## Task requirements
Go through the records and show each line where the word "formattable" occurs.

Items listed in a dataset:
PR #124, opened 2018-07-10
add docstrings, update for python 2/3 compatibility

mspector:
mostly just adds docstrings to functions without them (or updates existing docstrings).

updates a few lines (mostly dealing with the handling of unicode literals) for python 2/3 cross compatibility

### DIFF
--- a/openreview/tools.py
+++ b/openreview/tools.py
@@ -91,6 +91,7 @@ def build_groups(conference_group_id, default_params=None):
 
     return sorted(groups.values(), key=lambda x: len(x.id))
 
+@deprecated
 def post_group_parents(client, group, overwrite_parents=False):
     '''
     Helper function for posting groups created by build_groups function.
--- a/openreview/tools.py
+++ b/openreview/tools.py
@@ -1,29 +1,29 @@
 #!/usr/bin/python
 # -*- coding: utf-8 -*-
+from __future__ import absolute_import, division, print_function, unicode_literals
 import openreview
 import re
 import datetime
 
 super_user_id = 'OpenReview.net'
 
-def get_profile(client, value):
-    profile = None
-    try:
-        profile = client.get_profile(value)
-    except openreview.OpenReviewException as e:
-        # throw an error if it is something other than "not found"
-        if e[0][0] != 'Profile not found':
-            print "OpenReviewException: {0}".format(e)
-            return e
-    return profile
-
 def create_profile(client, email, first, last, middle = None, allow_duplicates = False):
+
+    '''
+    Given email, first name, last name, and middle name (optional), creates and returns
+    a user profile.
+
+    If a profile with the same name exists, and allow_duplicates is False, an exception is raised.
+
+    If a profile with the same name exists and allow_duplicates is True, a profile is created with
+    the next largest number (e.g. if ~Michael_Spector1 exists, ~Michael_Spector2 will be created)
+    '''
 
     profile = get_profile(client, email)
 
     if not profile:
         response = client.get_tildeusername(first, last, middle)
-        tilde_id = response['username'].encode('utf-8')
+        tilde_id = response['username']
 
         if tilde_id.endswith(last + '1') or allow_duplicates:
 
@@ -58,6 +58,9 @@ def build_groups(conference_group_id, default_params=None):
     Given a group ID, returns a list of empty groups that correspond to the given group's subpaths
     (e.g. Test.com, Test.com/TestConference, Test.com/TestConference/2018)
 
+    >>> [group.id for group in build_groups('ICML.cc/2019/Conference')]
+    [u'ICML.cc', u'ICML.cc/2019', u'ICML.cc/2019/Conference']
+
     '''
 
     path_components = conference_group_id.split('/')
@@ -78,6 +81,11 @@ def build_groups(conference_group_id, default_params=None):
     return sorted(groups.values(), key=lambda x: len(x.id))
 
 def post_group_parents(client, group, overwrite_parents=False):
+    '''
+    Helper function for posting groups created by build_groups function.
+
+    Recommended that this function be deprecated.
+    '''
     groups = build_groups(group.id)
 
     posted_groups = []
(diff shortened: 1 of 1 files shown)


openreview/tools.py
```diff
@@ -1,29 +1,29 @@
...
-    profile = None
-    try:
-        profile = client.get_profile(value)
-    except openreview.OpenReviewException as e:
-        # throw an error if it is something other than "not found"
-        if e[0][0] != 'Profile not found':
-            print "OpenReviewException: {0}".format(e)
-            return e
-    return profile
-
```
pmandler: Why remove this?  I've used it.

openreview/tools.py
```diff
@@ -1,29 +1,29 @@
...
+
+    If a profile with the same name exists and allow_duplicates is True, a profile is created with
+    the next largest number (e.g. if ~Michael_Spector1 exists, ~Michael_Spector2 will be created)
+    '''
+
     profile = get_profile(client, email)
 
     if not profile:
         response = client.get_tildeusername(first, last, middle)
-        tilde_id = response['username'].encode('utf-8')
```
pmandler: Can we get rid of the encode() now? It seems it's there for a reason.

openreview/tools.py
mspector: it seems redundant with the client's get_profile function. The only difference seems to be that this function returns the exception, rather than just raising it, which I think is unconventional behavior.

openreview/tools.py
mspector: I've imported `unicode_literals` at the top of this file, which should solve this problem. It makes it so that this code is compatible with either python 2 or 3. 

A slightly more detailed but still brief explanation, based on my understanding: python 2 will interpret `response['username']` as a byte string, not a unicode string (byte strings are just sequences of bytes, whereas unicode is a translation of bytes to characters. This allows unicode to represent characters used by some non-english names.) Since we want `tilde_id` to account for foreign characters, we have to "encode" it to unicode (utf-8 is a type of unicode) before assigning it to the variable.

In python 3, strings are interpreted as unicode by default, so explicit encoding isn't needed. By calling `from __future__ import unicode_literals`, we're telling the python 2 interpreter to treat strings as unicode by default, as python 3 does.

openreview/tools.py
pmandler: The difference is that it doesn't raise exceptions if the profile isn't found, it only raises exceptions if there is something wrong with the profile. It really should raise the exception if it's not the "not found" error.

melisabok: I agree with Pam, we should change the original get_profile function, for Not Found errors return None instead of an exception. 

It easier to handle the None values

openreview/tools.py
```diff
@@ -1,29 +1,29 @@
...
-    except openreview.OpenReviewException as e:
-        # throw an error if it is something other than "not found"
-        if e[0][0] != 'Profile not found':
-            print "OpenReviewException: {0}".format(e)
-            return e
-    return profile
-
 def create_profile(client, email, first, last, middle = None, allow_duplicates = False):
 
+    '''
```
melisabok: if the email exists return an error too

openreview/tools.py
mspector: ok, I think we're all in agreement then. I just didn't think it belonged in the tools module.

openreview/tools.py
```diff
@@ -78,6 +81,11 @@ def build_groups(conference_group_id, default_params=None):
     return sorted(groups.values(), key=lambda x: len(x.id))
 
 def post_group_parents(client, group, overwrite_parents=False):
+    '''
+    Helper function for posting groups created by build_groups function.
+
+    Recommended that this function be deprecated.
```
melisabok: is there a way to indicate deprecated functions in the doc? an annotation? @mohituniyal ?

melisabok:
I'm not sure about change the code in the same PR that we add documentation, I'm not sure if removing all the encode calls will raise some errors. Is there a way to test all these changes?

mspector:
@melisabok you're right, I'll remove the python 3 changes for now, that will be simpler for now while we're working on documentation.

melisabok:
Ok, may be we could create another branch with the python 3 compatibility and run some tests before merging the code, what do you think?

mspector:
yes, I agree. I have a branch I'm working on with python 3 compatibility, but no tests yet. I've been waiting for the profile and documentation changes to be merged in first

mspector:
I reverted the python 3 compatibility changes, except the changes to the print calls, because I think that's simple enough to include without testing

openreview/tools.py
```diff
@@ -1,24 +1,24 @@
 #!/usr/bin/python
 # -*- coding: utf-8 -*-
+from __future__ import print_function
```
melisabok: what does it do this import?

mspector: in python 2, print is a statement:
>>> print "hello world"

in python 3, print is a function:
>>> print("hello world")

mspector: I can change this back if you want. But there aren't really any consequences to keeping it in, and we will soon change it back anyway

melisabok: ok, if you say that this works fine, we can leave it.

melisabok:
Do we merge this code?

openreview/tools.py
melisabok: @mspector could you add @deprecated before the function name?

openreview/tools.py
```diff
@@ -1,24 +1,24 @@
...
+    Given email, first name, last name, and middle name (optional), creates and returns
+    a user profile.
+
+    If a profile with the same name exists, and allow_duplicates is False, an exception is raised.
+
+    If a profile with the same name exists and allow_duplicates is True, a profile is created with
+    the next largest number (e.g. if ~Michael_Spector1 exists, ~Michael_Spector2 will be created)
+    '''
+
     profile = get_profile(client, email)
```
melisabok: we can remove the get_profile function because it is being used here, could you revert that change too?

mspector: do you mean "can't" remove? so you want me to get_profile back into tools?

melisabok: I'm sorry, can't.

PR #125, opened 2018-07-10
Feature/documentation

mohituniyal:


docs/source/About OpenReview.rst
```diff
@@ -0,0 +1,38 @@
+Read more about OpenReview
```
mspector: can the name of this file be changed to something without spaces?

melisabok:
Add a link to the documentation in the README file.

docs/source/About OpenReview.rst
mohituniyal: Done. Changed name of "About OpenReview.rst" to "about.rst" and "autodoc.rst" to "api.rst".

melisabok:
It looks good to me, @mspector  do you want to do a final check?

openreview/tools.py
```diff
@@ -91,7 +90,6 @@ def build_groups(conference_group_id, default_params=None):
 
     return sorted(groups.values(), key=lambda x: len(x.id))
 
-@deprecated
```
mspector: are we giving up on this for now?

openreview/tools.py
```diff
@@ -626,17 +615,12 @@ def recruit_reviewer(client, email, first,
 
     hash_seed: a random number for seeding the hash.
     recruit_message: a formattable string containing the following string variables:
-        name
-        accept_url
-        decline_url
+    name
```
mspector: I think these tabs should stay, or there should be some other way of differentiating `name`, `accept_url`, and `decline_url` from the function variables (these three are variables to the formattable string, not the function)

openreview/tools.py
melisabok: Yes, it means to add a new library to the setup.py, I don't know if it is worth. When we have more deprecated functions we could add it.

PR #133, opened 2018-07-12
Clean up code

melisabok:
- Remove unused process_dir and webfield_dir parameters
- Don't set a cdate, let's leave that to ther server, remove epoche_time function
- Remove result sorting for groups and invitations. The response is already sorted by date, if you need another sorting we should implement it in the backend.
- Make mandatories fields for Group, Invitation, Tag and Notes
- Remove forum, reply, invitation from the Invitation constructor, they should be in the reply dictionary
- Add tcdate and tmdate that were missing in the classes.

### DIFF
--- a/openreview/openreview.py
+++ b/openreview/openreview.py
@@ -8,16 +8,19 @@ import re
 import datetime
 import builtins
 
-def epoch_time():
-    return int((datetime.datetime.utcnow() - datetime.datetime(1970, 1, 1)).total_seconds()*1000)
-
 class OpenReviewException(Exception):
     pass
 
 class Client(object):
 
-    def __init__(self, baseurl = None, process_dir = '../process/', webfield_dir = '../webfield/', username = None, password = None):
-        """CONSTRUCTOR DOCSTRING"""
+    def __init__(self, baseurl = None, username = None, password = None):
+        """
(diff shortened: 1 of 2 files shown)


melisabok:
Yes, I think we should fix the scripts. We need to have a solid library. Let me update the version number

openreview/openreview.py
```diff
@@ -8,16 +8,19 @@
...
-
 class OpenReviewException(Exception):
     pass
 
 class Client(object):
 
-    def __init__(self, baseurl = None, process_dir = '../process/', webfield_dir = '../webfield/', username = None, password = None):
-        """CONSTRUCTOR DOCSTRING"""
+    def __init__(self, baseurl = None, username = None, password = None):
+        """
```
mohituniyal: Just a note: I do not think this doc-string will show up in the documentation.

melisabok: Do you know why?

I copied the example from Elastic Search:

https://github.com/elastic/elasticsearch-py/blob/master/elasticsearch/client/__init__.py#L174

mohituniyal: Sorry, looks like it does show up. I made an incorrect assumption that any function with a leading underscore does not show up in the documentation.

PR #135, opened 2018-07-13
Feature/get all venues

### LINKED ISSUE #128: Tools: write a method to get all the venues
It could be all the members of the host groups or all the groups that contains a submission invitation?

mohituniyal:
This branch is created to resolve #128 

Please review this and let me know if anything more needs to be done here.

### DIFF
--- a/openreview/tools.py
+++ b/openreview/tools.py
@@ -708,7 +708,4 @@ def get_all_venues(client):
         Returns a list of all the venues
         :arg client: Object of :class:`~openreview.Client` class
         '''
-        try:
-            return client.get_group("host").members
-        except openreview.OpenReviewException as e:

## Task output
     recruit_message: a formattable string containing the following string variables:
mspector: I think these tabs should stay, or there should be some other way of differentiating `name`, `accept_url`, and `decline_url` from the function variables (these three are variables to the formattable string, not the function)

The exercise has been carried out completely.